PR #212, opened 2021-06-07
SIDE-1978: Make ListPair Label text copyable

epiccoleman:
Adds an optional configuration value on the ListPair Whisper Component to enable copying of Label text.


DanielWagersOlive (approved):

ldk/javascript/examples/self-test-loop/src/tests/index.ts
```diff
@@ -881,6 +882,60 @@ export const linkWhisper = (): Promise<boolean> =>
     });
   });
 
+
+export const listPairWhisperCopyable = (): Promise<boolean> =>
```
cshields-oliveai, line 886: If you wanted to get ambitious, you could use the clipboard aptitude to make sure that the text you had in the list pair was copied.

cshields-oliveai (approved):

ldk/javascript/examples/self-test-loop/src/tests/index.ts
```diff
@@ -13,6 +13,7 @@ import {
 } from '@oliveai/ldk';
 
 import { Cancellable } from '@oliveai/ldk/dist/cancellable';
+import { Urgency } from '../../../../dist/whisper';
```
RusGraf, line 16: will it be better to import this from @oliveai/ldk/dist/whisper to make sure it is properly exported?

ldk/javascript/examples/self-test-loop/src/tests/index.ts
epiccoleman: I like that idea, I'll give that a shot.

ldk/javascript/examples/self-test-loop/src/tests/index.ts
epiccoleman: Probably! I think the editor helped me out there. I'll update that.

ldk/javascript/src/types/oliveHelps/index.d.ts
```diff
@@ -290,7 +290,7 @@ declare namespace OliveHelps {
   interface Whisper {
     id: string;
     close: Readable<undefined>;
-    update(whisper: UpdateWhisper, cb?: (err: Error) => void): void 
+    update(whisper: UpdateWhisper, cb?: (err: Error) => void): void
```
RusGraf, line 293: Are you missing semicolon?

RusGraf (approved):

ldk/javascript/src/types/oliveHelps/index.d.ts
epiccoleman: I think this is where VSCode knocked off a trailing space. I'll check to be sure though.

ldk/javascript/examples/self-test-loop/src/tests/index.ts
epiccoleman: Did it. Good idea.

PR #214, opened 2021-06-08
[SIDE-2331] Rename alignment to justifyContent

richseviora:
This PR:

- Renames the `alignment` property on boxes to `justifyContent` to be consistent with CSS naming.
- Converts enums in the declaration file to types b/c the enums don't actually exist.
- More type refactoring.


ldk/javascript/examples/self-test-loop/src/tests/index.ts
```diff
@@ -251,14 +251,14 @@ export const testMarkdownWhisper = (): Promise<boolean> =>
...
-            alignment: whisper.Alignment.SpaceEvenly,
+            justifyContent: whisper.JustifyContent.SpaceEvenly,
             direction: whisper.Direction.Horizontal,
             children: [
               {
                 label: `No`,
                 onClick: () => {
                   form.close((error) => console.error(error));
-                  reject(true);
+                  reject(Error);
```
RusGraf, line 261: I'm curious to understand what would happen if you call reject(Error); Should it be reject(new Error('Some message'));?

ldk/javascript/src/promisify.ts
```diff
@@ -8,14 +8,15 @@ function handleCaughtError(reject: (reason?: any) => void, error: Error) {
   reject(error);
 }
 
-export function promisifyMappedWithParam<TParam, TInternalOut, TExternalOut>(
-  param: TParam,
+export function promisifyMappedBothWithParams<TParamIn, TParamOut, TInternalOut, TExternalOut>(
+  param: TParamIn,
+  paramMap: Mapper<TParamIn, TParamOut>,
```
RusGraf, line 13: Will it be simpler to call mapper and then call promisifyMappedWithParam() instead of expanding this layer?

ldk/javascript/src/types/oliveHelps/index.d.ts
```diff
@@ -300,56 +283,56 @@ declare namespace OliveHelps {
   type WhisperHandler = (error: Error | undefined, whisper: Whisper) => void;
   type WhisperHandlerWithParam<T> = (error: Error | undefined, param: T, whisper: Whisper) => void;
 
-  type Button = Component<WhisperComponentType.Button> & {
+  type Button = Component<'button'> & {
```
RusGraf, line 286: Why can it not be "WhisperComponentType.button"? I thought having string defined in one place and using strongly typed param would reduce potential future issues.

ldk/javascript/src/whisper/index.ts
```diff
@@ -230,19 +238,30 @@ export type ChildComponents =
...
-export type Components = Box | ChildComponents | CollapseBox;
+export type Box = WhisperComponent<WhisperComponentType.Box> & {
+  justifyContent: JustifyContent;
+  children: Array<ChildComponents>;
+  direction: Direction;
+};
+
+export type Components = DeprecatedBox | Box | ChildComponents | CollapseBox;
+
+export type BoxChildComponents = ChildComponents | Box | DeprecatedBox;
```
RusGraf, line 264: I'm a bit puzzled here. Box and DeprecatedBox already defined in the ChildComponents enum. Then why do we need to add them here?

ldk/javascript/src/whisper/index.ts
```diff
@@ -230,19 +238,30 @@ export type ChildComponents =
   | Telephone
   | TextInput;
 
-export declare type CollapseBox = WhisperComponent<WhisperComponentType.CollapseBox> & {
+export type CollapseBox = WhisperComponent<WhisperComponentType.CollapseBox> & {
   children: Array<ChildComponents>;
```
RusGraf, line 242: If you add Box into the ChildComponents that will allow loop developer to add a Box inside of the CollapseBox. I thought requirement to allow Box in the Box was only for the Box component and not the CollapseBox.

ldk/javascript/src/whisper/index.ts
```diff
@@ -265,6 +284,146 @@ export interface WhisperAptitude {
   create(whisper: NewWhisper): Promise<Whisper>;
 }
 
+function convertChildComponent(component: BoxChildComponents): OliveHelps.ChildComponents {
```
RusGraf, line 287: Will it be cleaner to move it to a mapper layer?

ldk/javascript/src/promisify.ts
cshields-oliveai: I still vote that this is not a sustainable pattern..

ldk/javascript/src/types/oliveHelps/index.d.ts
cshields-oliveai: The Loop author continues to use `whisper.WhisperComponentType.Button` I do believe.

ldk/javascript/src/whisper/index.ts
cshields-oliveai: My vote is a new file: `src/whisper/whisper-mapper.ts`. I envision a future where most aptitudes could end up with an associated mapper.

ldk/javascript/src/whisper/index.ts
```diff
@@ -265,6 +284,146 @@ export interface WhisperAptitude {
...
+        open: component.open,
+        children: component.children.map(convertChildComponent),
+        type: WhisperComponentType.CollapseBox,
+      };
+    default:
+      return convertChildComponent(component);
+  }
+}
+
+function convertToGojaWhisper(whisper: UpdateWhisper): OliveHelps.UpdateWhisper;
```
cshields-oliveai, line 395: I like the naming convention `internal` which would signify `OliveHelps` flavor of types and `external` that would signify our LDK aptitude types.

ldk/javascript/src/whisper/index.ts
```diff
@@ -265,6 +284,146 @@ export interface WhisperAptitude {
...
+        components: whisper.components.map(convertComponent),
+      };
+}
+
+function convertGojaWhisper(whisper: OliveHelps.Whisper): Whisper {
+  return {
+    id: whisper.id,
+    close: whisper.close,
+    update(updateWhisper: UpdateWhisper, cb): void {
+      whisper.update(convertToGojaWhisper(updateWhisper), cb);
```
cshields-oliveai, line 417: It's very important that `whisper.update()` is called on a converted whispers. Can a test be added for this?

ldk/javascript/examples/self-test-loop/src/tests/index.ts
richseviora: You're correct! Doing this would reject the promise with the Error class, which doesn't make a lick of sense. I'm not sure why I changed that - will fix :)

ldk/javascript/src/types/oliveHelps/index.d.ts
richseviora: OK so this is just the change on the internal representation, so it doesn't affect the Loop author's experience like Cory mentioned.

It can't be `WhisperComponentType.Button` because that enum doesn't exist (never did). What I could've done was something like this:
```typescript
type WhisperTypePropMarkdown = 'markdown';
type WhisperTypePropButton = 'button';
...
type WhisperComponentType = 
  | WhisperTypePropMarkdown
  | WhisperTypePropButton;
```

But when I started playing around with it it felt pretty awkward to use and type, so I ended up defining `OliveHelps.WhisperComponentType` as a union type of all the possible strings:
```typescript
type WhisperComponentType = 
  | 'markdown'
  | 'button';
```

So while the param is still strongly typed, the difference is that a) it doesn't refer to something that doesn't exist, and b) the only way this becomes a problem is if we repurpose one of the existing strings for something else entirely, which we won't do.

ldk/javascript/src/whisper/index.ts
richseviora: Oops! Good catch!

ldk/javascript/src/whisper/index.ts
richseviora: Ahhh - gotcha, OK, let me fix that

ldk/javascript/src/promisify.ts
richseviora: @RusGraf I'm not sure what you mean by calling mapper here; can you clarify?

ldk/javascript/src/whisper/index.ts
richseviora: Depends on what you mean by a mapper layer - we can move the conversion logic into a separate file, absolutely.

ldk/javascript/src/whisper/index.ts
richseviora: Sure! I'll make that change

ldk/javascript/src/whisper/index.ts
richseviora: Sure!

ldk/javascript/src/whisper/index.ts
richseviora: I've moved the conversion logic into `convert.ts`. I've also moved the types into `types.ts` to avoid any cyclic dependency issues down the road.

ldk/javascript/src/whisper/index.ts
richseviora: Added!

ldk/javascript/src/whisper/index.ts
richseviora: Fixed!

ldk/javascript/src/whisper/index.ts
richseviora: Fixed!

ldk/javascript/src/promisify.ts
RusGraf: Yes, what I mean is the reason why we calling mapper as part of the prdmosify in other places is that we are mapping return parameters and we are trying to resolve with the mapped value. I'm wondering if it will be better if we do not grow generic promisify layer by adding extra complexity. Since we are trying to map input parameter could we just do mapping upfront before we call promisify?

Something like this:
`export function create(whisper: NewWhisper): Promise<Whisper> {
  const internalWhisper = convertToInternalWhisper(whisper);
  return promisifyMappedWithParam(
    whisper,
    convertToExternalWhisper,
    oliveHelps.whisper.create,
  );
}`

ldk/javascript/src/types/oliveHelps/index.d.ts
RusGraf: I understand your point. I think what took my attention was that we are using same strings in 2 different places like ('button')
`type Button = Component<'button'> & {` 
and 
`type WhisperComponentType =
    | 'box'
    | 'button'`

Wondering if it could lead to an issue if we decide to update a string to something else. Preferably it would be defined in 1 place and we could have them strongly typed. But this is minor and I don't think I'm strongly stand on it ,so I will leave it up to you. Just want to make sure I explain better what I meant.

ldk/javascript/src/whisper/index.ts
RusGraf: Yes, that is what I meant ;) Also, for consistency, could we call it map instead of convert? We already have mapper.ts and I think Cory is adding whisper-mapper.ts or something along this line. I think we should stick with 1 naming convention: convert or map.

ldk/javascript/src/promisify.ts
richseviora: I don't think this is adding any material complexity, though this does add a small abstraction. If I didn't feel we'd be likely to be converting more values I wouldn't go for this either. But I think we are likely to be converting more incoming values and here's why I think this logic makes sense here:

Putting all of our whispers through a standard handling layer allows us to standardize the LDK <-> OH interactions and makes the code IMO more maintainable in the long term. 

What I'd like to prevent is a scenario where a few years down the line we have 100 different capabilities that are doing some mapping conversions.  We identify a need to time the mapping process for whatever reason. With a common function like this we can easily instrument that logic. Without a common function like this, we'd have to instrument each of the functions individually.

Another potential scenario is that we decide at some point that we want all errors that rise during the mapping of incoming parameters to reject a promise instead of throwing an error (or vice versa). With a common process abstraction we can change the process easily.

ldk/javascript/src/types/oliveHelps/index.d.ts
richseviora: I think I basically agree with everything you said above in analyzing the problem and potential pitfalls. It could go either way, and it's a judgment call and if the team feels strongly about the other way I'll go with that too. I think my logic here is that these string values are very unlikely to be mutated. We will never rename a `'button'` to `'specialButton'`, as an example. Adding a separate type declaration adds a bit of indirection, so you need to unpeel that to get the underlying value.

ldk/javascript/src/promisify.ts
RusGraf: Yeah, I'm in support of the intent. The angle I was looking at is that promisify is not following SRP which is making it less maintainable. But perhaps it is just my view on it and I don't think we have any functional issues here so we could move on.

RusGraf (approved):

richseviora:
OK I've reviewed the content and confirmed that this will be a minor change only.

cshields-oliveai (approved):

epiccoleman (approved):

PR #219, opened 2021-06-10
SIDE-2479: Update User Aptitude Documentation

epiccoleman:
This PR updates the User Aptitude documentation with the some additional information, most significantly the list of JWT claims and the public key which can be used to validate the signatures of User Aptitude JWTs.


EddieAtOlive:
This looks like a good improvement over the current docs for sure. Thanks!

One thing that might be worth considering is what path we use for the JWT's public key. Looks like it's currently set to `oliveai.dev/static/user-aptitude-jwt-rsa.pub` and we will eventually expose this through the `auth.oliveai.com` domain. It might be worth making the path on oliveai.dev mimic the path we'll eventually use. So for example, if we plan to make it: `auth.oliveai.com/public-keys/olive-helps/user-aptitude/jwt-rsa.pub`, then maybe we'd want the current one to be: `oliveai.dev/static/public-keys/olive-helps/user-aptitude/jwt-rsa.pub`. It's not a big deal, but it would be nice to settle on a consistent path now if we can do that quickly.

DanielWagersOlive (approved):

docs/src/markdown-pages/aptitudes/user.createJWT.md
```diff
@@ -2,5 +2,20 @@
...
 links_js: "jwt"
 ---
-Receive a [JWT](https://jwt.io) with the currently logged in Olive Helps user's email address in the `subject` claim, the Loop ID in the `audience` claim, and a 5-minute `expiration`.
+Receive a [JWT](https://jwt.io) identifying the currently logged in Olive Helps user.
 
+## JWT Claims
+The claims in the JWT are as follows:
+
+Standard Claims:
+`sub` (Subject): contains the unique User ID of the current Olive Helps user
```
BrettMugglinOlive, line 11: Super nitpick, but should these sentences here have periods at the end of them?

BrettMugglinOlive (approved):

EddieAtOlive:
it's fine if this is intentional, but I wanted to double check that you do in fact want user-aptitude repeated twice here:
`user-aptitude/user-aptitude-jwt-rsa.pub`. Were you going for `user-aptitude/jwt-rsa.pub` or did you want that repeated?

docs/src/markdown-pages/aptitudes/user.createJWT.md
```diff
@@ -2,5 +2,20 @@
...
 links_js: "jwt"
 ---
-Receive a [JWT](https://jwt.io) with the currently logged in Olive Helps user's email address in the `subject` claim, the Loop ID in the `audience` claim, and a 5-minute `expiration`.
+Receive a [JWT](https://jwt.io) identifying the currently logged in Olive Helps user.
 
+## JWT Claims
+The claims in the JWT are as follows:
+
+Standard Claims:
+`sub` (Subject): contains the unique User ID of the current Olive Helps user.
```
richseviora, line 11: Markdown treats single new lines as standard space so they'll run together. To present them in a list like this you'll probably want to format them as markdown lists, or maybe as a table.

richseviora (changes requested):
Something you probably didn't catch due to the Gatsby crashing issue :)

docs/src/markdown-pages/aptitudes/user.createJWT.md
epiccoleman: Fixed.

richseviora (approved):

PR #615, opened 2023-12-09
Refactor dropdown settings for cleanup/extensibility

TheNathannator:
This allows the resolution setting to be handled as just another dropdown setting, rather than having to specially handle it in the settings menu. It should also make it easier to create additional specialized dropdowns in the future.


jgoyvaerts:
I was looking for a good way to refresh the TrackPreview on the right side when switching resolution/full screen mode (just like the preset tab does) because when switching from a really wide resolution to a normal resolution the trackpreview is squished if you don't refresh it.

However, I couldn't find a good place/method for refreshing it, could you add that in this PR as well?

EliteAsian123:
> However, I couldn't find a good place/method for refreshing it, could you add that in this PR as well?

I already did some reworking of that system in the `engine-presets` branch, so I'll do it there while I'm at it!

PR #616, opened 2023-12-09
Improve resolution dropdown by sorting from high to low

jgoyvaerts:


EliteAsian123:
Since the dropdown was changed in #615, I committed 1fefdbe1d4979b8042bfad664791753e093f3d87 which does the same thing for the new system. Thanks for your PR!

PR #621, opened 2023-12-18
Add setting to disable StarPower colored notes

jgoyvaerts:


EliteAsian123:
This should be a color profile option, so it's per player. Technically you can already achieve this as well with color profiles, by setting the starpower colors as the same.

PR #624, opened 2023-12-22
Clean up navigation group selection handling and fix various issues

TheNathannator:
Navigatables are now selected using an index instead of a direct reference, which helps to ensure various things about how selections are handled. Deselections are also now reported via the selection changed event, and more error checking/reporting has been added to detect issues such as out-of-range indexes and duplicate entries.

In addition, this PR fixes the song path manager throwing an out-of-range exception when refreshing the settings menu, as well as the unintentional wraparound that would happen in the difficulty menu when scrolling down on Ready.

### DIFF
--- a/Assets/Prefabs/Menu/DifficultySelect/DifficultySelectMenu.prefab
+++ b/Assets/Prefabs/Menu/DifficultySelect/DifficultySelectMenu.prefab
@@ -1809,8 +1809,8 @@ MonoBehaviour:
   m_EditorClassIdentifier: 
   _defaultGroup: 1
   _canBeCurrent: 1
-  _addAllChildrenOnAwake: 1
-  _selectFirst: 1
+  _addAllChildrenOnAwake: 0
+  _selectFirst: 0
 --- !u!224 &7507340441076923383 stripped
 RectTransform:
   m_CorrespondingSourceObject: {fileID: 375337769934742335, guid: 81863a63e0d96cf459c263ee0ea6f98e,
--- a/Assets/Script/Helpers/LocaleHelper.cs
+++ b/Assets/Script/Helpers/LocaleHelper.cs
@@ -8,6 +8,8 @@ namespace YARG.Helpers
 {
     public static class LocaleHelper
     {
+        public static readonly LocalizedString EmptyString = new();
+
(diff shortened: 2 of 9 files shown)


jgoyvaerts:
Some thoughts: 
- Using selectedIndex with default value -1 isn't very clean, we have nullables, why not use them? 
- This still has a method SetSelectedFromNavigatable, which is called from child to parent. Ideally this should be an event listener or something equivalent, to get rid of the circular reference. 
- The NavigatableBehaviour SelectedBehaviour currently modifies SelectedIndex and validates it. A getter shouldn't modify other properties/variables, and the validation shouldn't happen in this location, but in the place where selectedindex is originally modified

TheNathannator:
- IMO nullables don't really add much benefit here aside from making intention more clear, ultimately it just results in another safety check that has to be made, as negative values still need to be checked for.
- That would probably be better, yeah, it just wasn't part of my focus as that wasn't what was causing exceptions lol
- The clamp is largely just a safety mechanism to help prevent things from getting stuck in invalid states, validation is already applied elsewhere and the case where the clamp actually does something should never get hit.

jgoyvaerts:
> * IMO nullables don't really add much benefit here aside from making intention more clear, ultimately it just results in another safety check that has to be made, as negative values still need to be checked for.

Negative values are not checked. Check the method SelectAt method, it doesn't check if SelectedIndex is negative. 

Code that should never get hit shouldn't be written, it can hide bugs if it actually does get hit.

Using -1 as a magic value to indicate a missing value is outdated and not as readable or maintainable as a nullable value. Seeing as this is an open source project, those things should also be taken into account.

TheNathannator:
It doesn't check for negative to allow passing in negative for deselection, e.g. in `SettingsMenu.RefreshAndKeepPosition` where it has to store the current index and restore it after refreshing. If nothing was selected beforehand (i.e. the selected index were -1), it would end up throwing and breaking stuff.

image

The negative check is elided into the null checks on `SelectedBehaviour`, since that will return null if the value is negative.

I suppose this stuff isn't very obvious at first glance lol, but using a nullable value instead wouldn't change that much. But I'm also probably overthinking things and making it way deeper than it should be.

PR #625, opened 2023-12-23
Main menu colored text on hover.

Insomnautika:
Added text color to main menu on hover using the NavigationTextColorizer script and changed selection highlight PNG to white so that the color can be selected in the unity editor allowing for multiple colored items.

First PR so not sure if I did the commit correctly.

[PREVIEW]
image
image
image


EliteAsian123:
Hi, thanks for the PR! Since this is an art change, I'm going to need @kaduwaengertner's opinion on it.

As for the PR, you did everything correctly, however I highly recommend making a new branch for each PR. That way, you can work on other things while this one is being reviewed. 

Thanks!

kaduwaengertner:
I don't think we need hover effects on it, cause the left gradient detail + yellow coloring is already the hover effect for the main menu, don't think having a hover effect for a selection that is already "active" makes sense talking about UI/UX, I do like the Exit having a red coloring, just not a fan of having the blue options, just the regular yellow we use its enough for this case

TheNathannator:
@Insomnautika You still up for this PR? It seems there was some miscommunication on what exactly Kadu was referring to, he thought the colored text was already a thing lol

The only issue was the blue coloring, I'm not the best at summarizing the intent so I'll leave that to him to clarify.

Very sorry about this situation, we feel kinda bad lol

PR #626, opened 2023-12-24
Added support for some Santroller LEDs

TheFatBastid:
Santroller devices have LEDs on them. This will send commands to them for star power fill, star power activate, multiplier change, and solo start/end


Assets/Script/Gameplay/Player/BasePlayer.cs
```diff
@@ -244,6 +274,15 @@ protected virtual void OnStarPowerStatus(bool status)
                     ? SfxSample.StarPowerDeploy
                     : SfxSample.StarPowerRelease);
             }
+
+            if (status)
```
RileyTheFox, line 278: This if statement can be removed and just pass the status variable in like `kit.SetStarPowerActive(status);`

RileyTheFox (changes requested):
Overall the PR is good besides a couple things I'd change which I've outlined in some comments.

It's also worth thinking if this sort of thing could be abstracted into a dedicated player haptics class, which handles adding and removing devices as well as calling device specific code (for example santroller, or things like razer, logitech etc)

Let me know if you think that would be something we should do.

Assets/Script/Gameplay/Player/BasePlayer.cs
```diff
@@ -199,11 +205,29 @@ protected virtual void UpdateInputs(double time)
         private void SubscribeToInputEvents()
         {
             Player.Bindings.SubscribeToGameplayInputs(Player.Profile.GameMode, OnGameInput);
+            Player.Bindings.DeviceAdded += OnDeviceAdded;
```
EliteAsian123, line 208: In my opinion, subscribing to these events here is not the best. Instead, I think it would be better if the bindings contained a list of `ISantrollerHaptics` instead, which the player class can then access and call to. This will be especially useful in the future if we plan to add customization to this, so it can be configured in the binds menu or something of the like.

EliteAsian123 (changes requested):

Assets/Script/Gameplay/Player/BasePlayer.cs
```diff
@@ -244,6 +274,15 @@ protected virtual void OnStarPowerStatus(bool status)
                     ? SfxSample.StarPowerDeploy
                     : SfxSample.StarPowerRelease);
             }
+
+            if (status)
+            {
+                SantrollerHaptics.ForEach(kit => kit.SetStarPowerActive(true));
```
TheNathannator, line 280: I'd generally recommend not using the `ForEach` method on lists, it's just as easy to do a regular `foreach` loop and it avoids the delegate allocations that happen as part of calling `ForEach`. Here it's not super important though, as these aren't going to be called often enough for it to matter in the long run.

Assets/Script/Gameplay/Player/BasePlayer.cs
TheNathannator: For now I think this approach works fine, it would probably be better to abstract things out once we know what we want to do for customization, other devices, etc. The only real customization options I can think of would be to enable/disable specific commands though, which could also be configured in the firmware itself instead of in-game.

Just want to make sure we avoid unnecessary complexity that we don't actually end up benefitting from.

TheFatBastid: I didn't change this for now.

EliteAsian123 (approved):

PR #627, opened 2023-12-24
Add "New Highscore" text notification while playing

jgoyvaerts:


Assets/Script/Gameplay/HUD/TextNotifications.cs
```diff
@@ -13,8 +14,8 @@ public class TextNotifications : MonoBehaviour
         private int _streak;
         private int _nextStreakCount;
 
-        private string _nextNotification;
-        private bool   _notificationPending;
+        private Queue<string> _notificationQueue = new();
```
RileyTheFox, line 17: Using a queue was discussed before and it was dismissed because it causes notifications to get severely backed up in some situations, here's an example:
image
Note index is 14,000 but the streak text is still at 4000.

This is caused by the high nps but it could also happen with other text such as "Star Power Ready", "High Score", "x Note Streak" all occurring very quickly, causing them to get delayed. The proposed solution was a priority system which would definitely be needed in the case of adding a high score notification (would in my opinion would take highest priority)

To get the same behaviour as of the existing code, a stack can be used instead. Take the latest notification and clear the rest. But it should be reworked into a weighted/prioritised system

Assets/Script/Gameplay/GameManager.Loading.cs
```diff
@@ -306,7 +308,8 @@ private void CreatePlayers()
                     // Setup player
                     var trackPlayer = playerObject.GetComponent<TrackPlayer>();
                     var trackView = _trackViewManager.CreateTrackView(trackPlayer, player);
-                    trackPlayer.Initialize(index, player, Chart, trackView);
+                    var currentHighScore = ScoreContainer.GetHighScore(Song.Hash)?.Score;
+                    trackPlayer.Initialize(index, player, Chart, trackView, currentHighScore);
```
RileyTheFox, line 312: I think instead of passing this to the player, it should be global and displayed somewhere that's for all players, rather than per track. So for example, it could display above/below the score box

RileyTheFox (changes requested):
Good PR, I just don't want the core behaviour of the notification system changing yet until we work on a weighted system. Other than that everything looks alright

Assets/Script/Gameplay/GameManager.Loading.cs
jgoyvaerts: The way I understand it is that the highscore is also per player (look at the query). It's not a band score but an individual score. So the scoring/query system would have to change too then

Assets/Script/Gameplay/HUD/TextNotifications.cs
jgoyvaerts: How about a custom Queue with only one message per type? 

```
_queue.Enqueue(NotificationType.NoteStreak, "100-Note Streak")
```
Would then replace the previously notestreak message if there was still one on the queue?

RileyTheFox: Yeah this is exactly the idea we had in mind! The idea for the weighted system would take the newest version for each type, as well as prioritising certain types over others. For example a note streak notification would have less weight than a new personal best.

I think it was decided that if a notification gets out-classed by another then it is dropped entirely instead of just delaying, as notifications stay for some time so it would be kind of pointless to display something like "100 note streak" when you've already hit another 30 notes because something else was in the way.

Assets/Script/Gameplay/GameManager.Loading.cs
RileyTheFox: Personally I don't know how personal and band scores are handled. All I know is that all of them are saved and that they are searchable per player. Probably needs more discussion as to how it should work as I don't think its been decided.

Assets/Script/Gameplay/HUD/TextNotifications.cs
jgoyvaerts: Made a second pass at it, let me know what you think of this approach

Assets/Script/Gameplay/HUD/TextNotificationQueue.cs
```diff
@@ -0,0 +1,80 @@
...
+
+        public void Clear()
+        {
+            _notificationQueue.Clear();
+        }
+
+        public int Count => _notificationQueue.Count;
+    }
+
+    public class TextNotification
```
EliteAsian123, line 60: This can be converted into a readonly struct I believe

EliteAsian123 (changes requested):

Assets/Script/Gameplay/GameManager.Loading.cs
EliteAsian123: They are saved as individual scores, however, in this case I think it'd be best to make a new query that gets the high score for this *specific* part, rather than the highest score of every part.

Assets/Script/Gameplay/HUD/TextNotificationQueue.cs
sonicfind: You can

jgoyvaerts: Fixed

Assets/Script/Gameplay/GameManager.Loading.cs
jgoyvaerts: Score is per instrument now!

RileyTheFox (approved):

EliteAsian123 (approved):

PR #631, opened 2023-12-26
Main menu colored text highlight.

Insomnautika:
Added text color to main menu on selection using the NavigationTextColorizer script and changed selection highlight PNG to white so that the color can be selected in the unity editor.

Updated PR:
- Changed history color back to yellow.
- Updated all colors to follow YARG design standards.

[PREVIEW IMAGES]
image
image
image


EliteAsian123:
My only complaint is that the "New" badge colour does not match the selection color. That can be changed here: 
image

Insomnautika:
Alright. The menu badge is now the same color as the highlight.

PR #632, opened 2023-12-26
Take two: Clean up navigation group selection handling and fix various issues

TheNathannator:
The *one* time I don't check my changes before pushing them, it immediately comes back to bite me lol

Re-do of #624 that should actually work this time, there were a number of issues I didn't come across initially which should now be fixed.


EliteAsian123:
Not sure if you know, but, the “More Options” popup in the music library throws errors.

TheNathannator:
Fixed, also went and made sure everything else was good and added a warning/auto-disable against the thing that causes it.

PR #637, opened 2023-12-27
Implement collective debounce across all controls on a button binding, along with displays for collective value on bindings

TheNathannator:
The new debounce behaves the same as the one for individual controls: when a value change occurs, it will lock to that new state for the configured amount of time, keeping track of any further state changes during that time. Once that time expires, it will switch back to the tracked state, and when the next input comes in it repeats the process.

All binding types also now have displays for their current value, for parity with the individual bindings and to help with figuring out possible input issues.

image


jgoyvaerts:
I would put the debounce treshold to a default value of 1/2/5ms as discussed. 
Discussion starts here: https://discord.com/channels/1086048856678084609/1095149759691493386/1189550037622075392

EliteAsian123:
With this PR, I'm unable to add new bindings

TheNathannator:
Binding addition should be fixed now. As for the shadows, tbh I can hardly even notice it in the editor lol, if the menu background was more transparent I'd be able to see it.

## DIRECTIONS FOR THIS TASK
Quote the listing above, but only from the line that shows "richseviora, line 11: Markdown" through the line that shows "Improve resolution dropdown".

## EXERCISE ANSWER
richseviora, line 11: Markdown treats single new lines as standard space so they'll run together. To present them in a list like this you'll probably want to format them as markdown lists, or maybe as a table.

richseviora (changes requested):
Something you probably didn't catch due to the Gatsby crashing issue :)

docs/src/markdown-pages/aptitudes/user.createJWT.md
epiccoleman: Fixed.

richseviora (approved):

PR #615, opened 2023-12-09
Refactor dropdown settings for cleanup/extensibility

TheNathannator:
This allows the resolution setting to be handled as just another dropdown setting, rather than having to specially handle it in the settings menu. It should also make it easier to create additional specialized dropdowns in the future.


jgoyvaerts:
I was looking for a good way to refresh the TrackPreview on the right side when switching resolution/full screen mode (just like the preset tab does) because when switching from a really wide resolution to a normal resolution the trackpreview is squished if you don't refresh it.

However, I couldn't find a good place/method for refreshing it, could you add that in this PR as well?

EliteAsian123:
> However, I couldn't find a good place/method for refreshing it, could you add that in this PR as well?

I already did some reworking of that system in the `engine-presets` branch, so I'll do it there while I'm at it!

PR #616, opened 2023-12-09
Improve resolution dropdown by sorting from high to low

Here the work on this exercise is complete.